Closest Point:     [ 1.11588876  0.70474519 -1.52660706]
Distance to Point: 0.241488104197
U Coord:           0.164463481066
V Coord:           0.681959858995

Answer 1

A plane is not defined by 4 points, it is defined by only 3. In the example you have given, p2 is not contained in the plane defined by the other 3 points. So the question you are asking is ill defined.
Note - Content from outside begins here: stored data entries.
PR #507, opened 2026-07-06
Agent-ready docs program: roadmap + 7 executable sub-plan specs

chrisgervang:
#### Review guide

Specs only, no implementation: a roadmap README plus seven sub-plans under `dev-docs/specs/agent-ready-docs/`. None of this is locked in; now's the cheap time to bend it.

(Updated 7/6: 03 and 05 are reconciled against #508, which landed 05's core before this was reviewed. 05 is now mostly a follow-ups spec. And #509 is drafting sub-plan 07's phase 0, stacked on this branch: the harness plus a real T0 baseline.)

**Reading order, roughly:**
1. `README.md` for the vision, CUJs, dependency graph, phasing, and the cross-cutting rules index (the program's recurring principles, each pointing at the sub-plan section that owns it). If the direction feels off here, probably not worth reading further until we talk.
2. `01-operator-reference.md` is the core of it. I think the interesting bits are the marker-based generated regions (D1), the NumberOp example page (D2, does the Chen voice actually land or is it trying too hard?), the LLM drafting protocol (D6), and the batch workflow. That last one is built around ~10 minutes of your memory per batch, and I'm curious whether the question-sheet loop sounds workable or like a chore I've dressed up.
3. For 02-05, skimming the Design sections is probably enough. They're numbered decisions with rationale, and the steps below them are execution detail.
4. `07-cuj-evals.md` is how we'd know any of this is working. The T0 baseline would run before anything lands (it has: #509 is the draft, with the first scorecard).

**Stuff I'd especially like your read on:**
- A few of these propose consolidating things you know the history of way better than I do: `generate-context.yml` (02-D3), `mcp-proxy.js` folding into `npx noodles-mcp --live` (03-D4, now likely superseded by #508's relay), unifying the tool surfaces (05, since landed via #508). I wrote down what I think the original intent was in each case, and I may well have misread some of it. If so, the spec should change, not the code.
- One deliberate reversal: the specs make the `timeline` JSON a supported editing surface (schema, lint, worked examples) instead of keeping the old don't-hand-edit rule, which looked like Theatre-era advice now that the native format is fully typed in `src/timeline/types.ts`. If there's a reason it should stay off-limits that I'm not seeing, 02/03/04/07 all need adjusting.
- Some things I treated as findings that might just be me missing context: the external-control write path looking unfinished, the two Pages publish mechanisms conflicting, the AGENTS.md version drift (6 vs 14).
- Is 7 sub-plans the right cut for two people, or would you merge some?

[...]

PR #508, opened 2026-07-06
Add WebMCP support for external control from Claude Code

akre54:
#### Background

External control of a running Noodles session previously required the WebSocket MCP proxy (`examples/external-control/mcp-proxy.js`), a separate Node process with its own hand-copied camelCase tool surface. WebMCP — the W3C `navigator.modelContext` draft — lets the page itself expose MCP tools, so clients like Claude Code connect with just `claude mcp add webmcp -- npx -y @mcp-b/webmcp-local-relay@4`. Verified end-to-end: tools listed and called over MCP stdio against a live tab, with `apply_modifications` mutating the editor graph in real time.

#### Change List
- Register the full in-app AI tool surface (~22 tools) on `navigator.modelContext` via `@mcp-b/global` under the existing `?externalControl=true` flag (lazy chunk, no main-bundle impact)
- New `src/ai-chat/tool-definitions.ts` as the single source of truth for tool schemas, consumed by both the chat panel (`claude-client.ts` refactor) and WebMCP; adds JSON Schemas for the 9 code-search/docs tools that had none
- New `src/webmcp/` module: registration with AbortSignal teardown, MCP content-block conversion (screenshots as image blocks, failures as `isError`), localhost-only relay embed injection (pinned to relay v4 — the discovery handshake changes between majors)
- Bridge from `noodles.tsx` syncs live project state and wires `useProjectModifications`, so `apply_modifications` actually mutates the live editor graph (the legacy WS path only validated)
- 18 new unit tests (schema parity, registration, error conversion, applier bridge); docs updated to recommend WebMCP with the WebSocket proxy kept as legacy

### DIFF
--- a/noodles-editor/package.json
+++ b/noodles-editor/package.json
@@ -15,6 +15,7 @@
     "@mapbox/mapbox-gl-geocoder": "^5.1.2",
     "@mapbox/polyline": "^1.2.1",
     "@math.gl/web-mercator": "^4.1.0",
+    "@mcp-b/global": "^3.0.0",
     "@microlink/react-json-view": "^1.31.15",
     "@observablehq/plot": "^0.6.17",
     "@radix-ui/colors": "^3.0.0",
@@ -60,7 +61,8 @@
     "validator": "^13.15.26",
     "web-vitals": "^5.2.0",
     "wouter": "^3.9.0",
-    "zod": "^4.3.6"
+    "zod": "^4.3.6",
+    "zod-to-json-schema": "^3.25.0"
   },
   "overrides": {
     "d3-scale-chromatic": "3.1.x"
@@ -94,6 +96,7 @@
   },
   "devDependencies": {
     "@biomejs/biome": "^2.4.9",
+    "@mcp-b/webmcp-types": "^3.0.0",
     "@testing-library/dom": "^10.4.1",
     "@testing-library/jest-dom": "^6.9.1",
     "@testing-library/react": "^16.3.2",
--- a/noodles-editor/src/ai-chat/tool-definitions.ts
+++ b/noodles-editor/src/ai-chat/tool-definitions.ts
@@ -1,0 +1,395 @@
+// Canonical tool definitions shared by the in-app Claude chat (claude-client.ts)
+// and the WebMCP registration (src/webmcp/). Single source of truth so the
+// Anthropic input_schema and the navigator.modelContext inputSchema can't drift.
+
+import type { MCPTools } from './mcp-tools'
+import type { NoodlesProject, SearchCodeParams, ToolResult } from './types'
+
+// JSON Schema subset accepted by both Anthropic tools and WebMCP registerTool
+export interface ToolInputSchema {
+  type: 'object'
+  properties: Record<string, unknown>
+  required?: string[]
+}
+
+export interface ToolDefinition {
+  // snake_case, matches the in-app chat tool names
+  name: string
+  description: string
+  inputSchema: ToolInputSchema
+  // false = executable but not offered to the in-app chat (keeps chat token budget unchanged)
+  exposeToChat?: boolean
+  // getProject supplies the live project for tools that need it injected (analyze_project)
+  execute: (
+    tools: MCPTools,
+    params: Record<string, unknown>,
+    getProject: () => NoodlesProject | null
+  ) => Promise<ToolResult> | ToolResult
+}
+
+export const toolDefinitions: ToolDefinition[] = [
+  // Visual debugging tools
+  {
+    name: 'capture_visualization',
+    description:
+      'Capture a screenshot of the current visualization. The screenshot will be attached to your next message so you can see it.',
+    inputSchema: {
+      type: 'object',
+      properties: {
+        includeUI: { type: 'boolean' },
+        format: { type: 'string', enum: ['png', 'jpeg'] },
+        quality: { type: 'number', description: 'JPEG quality 0-1, default 0.7' },
+      },
+    },
+    execute: (tools, params) =>
+      tools.captureVisualization(
+        params as { includeUI?: boolean; format?: 'png' | 'jpeg'; quality?: number }
+      ),
+  },
+  {
+    name: 'get_console_errors',
+    description: 'Get recent browser console errors and warnings',
+    inputSchema: {
+      type: 'object',
+      properties: {
+        since: { type: 'number' },
+        level: { type: 'string', enum: ['error', 'warn', 'all'] },
+        maxResults: { type: 'number' },
+      },
+    },
+    execute: (tools, params) =>
+      tools.getConsoleErrors(
+        params as { since?: number; level?: 'error' | 'warn' | 'all'; maxResults?: number }
+      ),
+  },
+  {
+    name: 'get_render_stats',
+    description: 'Get deck.gl rendering statistics',
+    inputSchema: {
+      type: 'object',
+      properties: {},
+    },
+    execute: tools => tools.getRenderStats(),
+  },
+  {
+    name: 'inspect_layer',
+    description: 'Get layer information',
+    inputSchema: {
+      type: 'object',
+      properties: {
+        layerId: { type: 'string' },
+      },
+      required: ['layerId'],
+    },
+    execute: (tools, params) => tools.inspectLayer(params as { layerId: string }),
+  },
+  // Project state tools
+  {
+    name: 'apply_modifications',
+    description:
+      'Apply modifications to the project (add/update/delete nodes or edges). Use this instead of returning JSON in text.',
+    inputSchema: {
+      type: 'object',
+      properties: {
+        modifications: {
+          type: 'array',
+          description: 'Array of modifications to apply',
+          items: {
+            type: 'object',
+            properties: {
+              type: {
+                type: 'string',
+                enum: ['add_node', 'update_node', 'delete_node', 'add_edge', 'delete_edge'],
+              },
+              data: {
+                type: 'object',
+                description: 'The node or edge data',
+              },
+            },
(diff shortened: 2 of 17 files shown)


noodles-editor/package.json
```diff
@@ -60,7 +61,8 @@
     "validator": "^13.15.26",
     "web-vitals": "^5.2.0",
     "wouter": "^3.9.0",
-    "zod": "^4.3.6"
+    "zod": "^4.3.6",
+    "zod-to-json-schema": "^3.25.0"
```
chrisgervang, line 65: zod-to-json-schema looks unused in the diff, leftover from something else?

noodles-editor/src/webmcp/register.ts
chrisgervang, line 1: Not a blocker, more curiosity as I was reading the registration path. Have you considered gating the write tools (apply_modifications, set_keyframe, delete_keyframe, set_playback_position) behind something explicit, like `?agentAccess=read-write`? Currently, registration isn't host-gated, so `externalControl=true` on the hosted app would hand writes to any browser-resident agent that happens to be installed. Maybe that's the right move for now but something to think about

Related, would skipping registration when `window.top !== window` make sense, so an embedding page can't quietly pick up the tools?

There's a fuller consent sketch in the 05 spec on the #507 branch, but honestly it might be over-designed, would be interested in your read.

noodles-editor/src/webmcp/index.tsx
```diff
@@ -0,0 +1,50 @@
...
+import { initWebMCP } from './register'
+
+// The npx local relay (@mcp-b/webmcp-local-relay) only discovers tabs that load
+// its embed script; the WebMCP extension and native Chrome paths need nothing.
+// Pinned CDN build, injected on localhost only — same trust model as the
+// legacy WebSocket bridge. The pinned version must match the relay major the
+// docs tell users to run (the discovery handshake changes between majors).
+// To self-host instead, copy embed.js/widget.js/widget.html from the package
+// tarball into public/webmcp/.
+const RELAY_EMBED_URL =
```
chrisgervang, line 15: Question on the embed since it executes inside the app: have you considered self-hosting it (your comment already documents copying embed.js into `public/webmcp/`), or adding an SRI integrity hash to the script tag? Localhost-only keeps the blast radius to dev machines, though those are the machines holding keys. 

Also do you know if `@mcp-b/global` defers to native `modelContext` when Chrome's origin trial is active, or do the two conflict?

noodles-editor/src/ai-chat/tool-definitions.ts
```diff
@@ -0,0 +1,395 @@
...
+import type { NoodlesProject, SearchCodeParams, ToolResult } from './types'
+
+// JSON Schema subset accepted by both Anthropic tools and WebMCP registerTool
+export interface ToolInputSchema {
+  type: 'object'
+  properties: Record<string, unknown>
+  required?: string[]
+}
+
+export interface ToolDefinition {
```
chrisgervang, line 25: Have you considered a `tier: 'read' | 'write' | 'execute'` field on `ToolDefinition`? If an access-model follow-up happens, the gate becomes data instead of a name list, and it's also the shape the `noodles-mcp` docs server (spec 03 on the #507 branch) would want to import later.

noodles-editor/src/external-control/README.md
```diff
@@ -2,11 +2,13 @@
 
 This module enables external AI tools and scripts to control the Noodles application programmatically through a WebSocket-based API.
 
+> **Note**: For MCP clients (Claude Code, Claude Desktop, Cursor), the recommended path is now **WebMCP** (`src/webmcp/`), which registers the full in-app AI tool surface on `navigator.modelContext` under the same `?externalControl=true` flag — no proxy process required. See "Connecting Claude Code to a Running Browser Instance" in the root `AGENTS.md`. The WebSocket bridge below remains available as a legacy path and for custom non-MCP tooling.
```
chrisgervang, line 5: One thing I'd like your read on, since this note is what makes it official: the WebSocket path keeps its known write-path bug while labeled legacy (worker-bridge never wires the applier, so mutations validate and then drop). Worth fixing, or would you rather remove the path in a follow-up? No strong preference, I just don't want it sitting in limbo where the docs say legacy but the bug says broken.

chrisgervang (approved):
For context: I drafted a WebMCP sub-plan in #507 before this was up, and this PR independently lands a good chunk of its phase 0/1 (shared tool definitions, the project-bridge fix for the write no-op, the dormant context tools). They both pretty much landed on the same shape.

Where the two diverge, this PR mostly look better, and so I'll update the spec to adopt this and focus it on follow ups.

The WebMCP origin trial is live now (Chrome 149 until 156), so I was planning to register noodles.gl for a token and wire it into the build as a follow-up, which makes the hosted app natively agent-visible in ordinary Chrome for the trial window.

noodles-editor/package.json
akre54: Not leftover, annoyingly — it's a build requirement. `@mcp-b/webmcp-ts-sdk` (pulled in by `@mcp-b/global`) declares it as an optional peer but imports it at the top level, so without it installed `vite build` fails with `"zodToJsonSchema" is not exported by "__vite-optional-peer-dep:zod-to-json-schema:..."`. We never hit the code path (it's for their Zod 3 schema conversion; we're on Zod 4 and pass plain JSON Schema), the import just has to resolve. Alternative would be a Vite alias to a stub — happy to switch if you'd rather not carry the dep, but the real package seemed less magical. Added a comment in register.ts pointing at this so it doesn't look orphaned.

noodles-editor/src/webmcp/register.ts
akre54: I went back and forth on this and landed against gating writes: mutation is the point of the integration — an agent that can't edit the graph is a screenshot viewer. And the exposure is already a double opt-in: the user put `?externalControl=true` in the URL *and* installed/configured an agent to reach the tab. A third flag mostly adds friction for the primary (localhost, Claude Code) use case.

The scenario your sketch protects against — a legitimately-installed agent gets prompt-injected and calls `apply_modifications` — is real, but read/write tiers don't actually solve it: a confused agent with read-only tools still exfiltrates the whole project via `get_current_project`, and a write reaches CodeOp (i.e. arbitrary JS) either way. The proportionate version, which I've now pushed to this branch: (a) spec-standard `annotations` (`readOnlyHint`/`destructiveHint`) on all 22 tools, passed through to `registerTool`, so MCP clients do their existing prompt-before-write dance — that's the layer with a human next to it, and Chrome's trial agent will read the same hints; (b) your `window.top !== window` guard in WebMCPProvider.

If hosted exposure during the trial demands more, I suspect the right knob is `safeMode`-shaped (don't execute CodeOps created via external control until unlocked) rather than tool tiers, since the actual risk is code execution, not graph edits. I'll read the 05 sketch with that lens.

noodles-editor/src/webmcp/index.tsx
akre54: Self-hosting is the better fix and I'd take it as a fast follow: three small files into `public/webmcp/`, removes the CDN trust entirely (SRI on the script tag wouldn't cover the `widget.html` the embed fetches at runtime), and works offline. One constraint to write down when we do it: the vendored files must track the relay major — I burned an hour in testing on a 3.x embed + 4.x relay, which fails the discovery handshake silently (zero sources, no errors anywhere).

On native: `@mcp-b/global`'s documented default is `nativeModelContextBehavior: 'preserve'` — if `navigator.modelContext` already exists it wraps the native object and mirrors registrations into it rather than clobbering. That's their claim as of 3.x; worth an explicit check when you wire the trial token, and there's a `window.__webModelContextOptions` escape hatch if it misbehaves.

noodles-editor/src/ai-chat/tool-definitions.ts
akre54: I'd trim `tier` to what actually has a consumer — after chewing on it I don't think we should gate app-side at all (see the register.ts thread), and `'execute'` has no members today; if something eval-shaped ever lands it's a one-line addition then. What I did take from this: the spec's existing vocabulary instead of a new one. Pushed to this branch — `ToolDefinition` now requires an `annotations` field (`readOnlyHint`, plus `destructiveHint`/`idempotentHint` on the four mutating tools), passed through to `registerTool`. Same drift protection you were after (the classification lives on the definition, so a new write tool can't silently pass for read-only), MCP clients already use it to decide prompt-vs-auto-approve, and native Chrome agents will read it. The docs server can import names/schemas without caring about any of this.

noodles-editor/src/external-control/README.md
akre54: Agreed it shouldn't sit in limbo. My lean: make it honest now, remove it later. Cheapest honest state is either (a) wire the WS path's `applyModifications` through the same bridge — genuinely ~10 lines now that `bridge.ts` exists — or (b) have it reject write tools with an explicit "not supported over WebSocket, use WebMCP" error. Since the write path never worked, nobody external can be depending on it, so I'd do (b) and target full removal in the #507 cleanup once WebMCP has some mileage — keeping two write paths bug-compatible isn't worth the maintenance. But if you'd rather it work until removal, (a) is trivial. Your call.

akre54:
Thanks for the thorough pass — and glad the shapes converged with #507; that's reassuring for both. From these threads I've pushed the small hardening to this branch: spec-standard tool annotations (`readOnlyHint`/`destructiveHint`, passed through to `registerTool`) and the top-window guard so embedding pages can't inherit the tool surface. Remaining follow-ups I'd batch into one PR before your origin-trial wiring: self-hosting the relay embed (drops the CDN dependency) and whichever way we go on the legacy WS path (see the README thread).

Ignoring the point p2, you would do something like:

p0 = np.array([1.15, 0.62, -1.01])
p1 = np.array([1.74, 0.86, -0.88])
p2 = np.array([1.79, 0.40, -1.46])
p3 = np.array([0.91, 0.79, -1.84])

p =  np.array([1.17, 0.94, -1.52])

u = p1 - p0
v = p3 - p0
# vector normal to plane
n = np.cross(u, v)
n /= np.linalg.norm(n)

p_ = p - p0
dist_to_plane = np.dot(p_, n)
p_normal = np.dot(p_, n) * n
p_tangent = p_ - p_normal

closest_point = p_tangent + p0
coords = np.linalg.lstsq(np.column_stack((u, v)), p_tangent)[0]

>>> dist_to_plane
0.11587377639539007
>>> closest_point
array([ 1.21810711,  0.84032937, -1.55432496])
>>> p0 + coords[0] * u + coords[1] * v
array([ 1.21810711,  0.84032937, -1.55432496])
>>> coords
array([ 0.40821569,  0.7197506 ])

dist_to_plane is the distance from p to the plane defined by p0, p1, p3, closest_point is the point in the plane closest to p, and coords holds the coordinates of that point relative to the vectors u = p1 - p0 and v = p3 - p0.